I find that hard to believe somewhat.

AMD will go back to doing what they do best and focusing on the low to mid range sector like they have been for the last few years.

Their APUs are in a league of their own currently. theres still no substitute for having a a dedicated graphics card though. 

AMD can only grow in areas they are familiar with.

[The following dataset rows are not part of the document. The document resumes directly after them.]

PR #3137, opened 2025-03-28
sort custom-content by section name by default

jchorl:
Context is all in https://github.com/MultiQC/MultiQC/issues/3136

Please consider whether this is the right approach. It does mean the report will probably end up with mis-ordered section IDs, e.g. `section-1`, `section-3`, `section-2`, because the IDs are enumerated/counted before the sorting happens. I think that's fine? Seems the sidebar nav still has the sorted ordering.

There's a bunch of ways we could implement this, I went with what I thought was best.


vladsavelyev:
Thanks makes sense! Thanks @jchorl

vladsavelyev (approved):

As far as competition is concerned. The dream of AMD being the top dog in the CPU world is getting further and further away each time they release a new CPU and they have no doubt lost a lot of loyal fans with BD.
They can still pull a rabbit out of the hat though. but by that time i wonder if anyone would still be watching them and give them a round of applause.


----------



## dalekdukesboy (Oct 14, 2011)

Super XP said:


> AMD can deliver 50% faster performance, but they would have to at the very least boost todays Bulldozer by about 20% or more, then by that new number they can gain an additional 50% for a total of about 70+%.
> 
> But if they are going by todays Bulldozer, 50% won't be enough to compete with Intel. I think it's about time IBM steps in and helps out AMD with Bulldozer's future. There is no way AMD is scrapping 5+ years of hard work, so this design is here to stay. I have no problem with this, so long as they do something to boost it's performance per clock while keeping thermals at bay.
> 
> *AMD's success is Intel's Future, Remember that.*



ummm...nice avatar? lol


----------



## Completely Bonkers (Oct 14, 2011)

dalekdukesboy said:


> ummm...nice avatar? lol



LOL  


Tom Baker


----------



## Super XP (Oct 15, 2011)

dalekdukesboy said:


> ummm...nice avatar? lol


 Nothing like Tom Baker, the best all time Doctor Who.


----------



## techtard (Oct 15, 2011)

The best Doctor was Mr Bean.


----------



## assaulter_99 (Oct 15, 2011)

techtard said:


> The best Doctor was Mr Bean.



I thought he was an alien! 

Back on topic though :

I honestly thought they were gonna bulldoze that sandy bridge easily... 

Hilarious though that the last name on the roadmap is Excavator, I only hope it's not for digging their own grave!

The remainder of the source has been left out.